[SUPPLIED RECORDS]
PR #2444, opened 2016-04-21
[PDI-15202] Enable cache on "IS NULL" condition (DatabaseLookup step)

green2k:
Updated DatabaseLookup step -> enabled cache when "IS NULL" condition is used.


eliofreitas:
Hello, This is an automated comment from our build system. Since this pull request originated from a user  not in the Pentaho organization, we will not proceed  with automatic validation of the pull request.  However, rest assured that it will be reviewed manually as soon  as we get the chance. Thanks for your contribution!

mbatchelor:
Thank-you so much for your contribution!

PR #2464, opened 2016-05-02
[Test] - JsonInputTest was adapted to work with .vfs.sftp.userDirIsRo…

YuryBY:
…ot property

@brosander, @pamval, could you please take a look? -  

the test must take into account new property: https://github.com/pentaho/pentaho-kettle/commit/69998716a29f0b5ee45f5d54047da729cc2b3320#diff-431f1d388ffb40a6210f6366764b3adbR1061


pamval:
Why did we lose so much coverage on InputErrorHandler ?

PR #2473, opened 2016-05-05
[PDI-15181] Delete Files job entry will delete all files under the install directory when file location parameter is blank

IvanNikolaychuk:
**General description**
- Populate data before processing files.
- Checking whether the file path is blank before processing the file. Relative paths are permitted, and providing an empty path means deleting all files inside a root pdi-folder.
  It is much more likely to be a mistake than a desirable action, so we don't delete anything. We also don't consider this to be an error (see Jens comment about it, and just log about it if log is detailed).
- Adding some new messages.
- Refactoring (encapsulating  JobEntryDeleteFiles data,  editing some field names, simplifying some checks)
- Tests written
- Checkstyle applied

**More details about implementation**
 For job execution path to files and file masks should be provided.  These values can be obtained in two ways:
1. As an argument of a current job entry
2. As a table, that comes as a result of execution previous job/transformation.

 In the previous implementation we were checking the way we obtain data in if-else block, and were calling process function 2 times for each of the possible ways. Don't see any reason for duplicating this method calls, as the way we process the data doesn't depend on how we obtain it.
 So, I decided to separate the logic of obtaining the data in a populate method and represent populated data as a map.

*Advantages*
- Dividing a logic of obtaining arguments and wildcards and logic of processing this data ~ encapsulating logical of obtaining data in a separate method
- Treating file paths and  wildcards as a map and getting rid from working with two arrays, that is much less error-prone (BTW, I would rather refactor the class itself to have a map inside, instead of two arrays, but don't want to do such changes without a given permissions)
- More readable and maintainable code (in my opinion)

*Disadvantages*
- We are doing some extra work, because we first obtaining data and then processing it, instead of doing it at once. In fact we have 2 * N against N.
- Some extra memory for providing a map.

 I think that advantages outweigh, because in case of this step N (number of paths and wildcards) is not expected to be big. So the performance won't suffer.

### DIFF
--- a/engine/src/org/pentaho/di/job/entries/deletefiles/JobEntryDeleteFiles.java
+++ b/engine/src/org/pentaho/di/job/entries/deletefiles/JobEntryDeleteFiles.java
@@ -22,12 +22,17 @@
 
 package org.pentaho.di.job.entries.deletefiles;
 
+import com.google.common.collect.ArrayListMultimap;
+import com.google.common.collect.Multimap;
+import org.pentaho.di.core.exception.KettleValueException;
 import org.pentaho.di.job.entry.validator.AbstractFileValidator;
 import org.pentaho.di.job.entry.validator.AndValidator;
 import org.pentaho.di.job.entry.validator.JobEntryValidatorUtils;
 
 import java.io.IOException;
+import java.util.HashMap;
 import java.util.List;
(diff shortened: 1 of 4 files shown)


IvanNikolaychuk:
@brosander , could you review it please?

[YOUR ASSIGNMENT]
The required output is every line of the entries, starting at the one that contains "import java.io.IOException;" and ending at the last, copied exactly.

[TASK SOLUTION]
 import java.io.IOException;
+import java.util.HashMap;
 import java.util.List;
(diff shortened: 1 of 4 files shown)


IvanNikolaychuk:
@brosander , could you review it please?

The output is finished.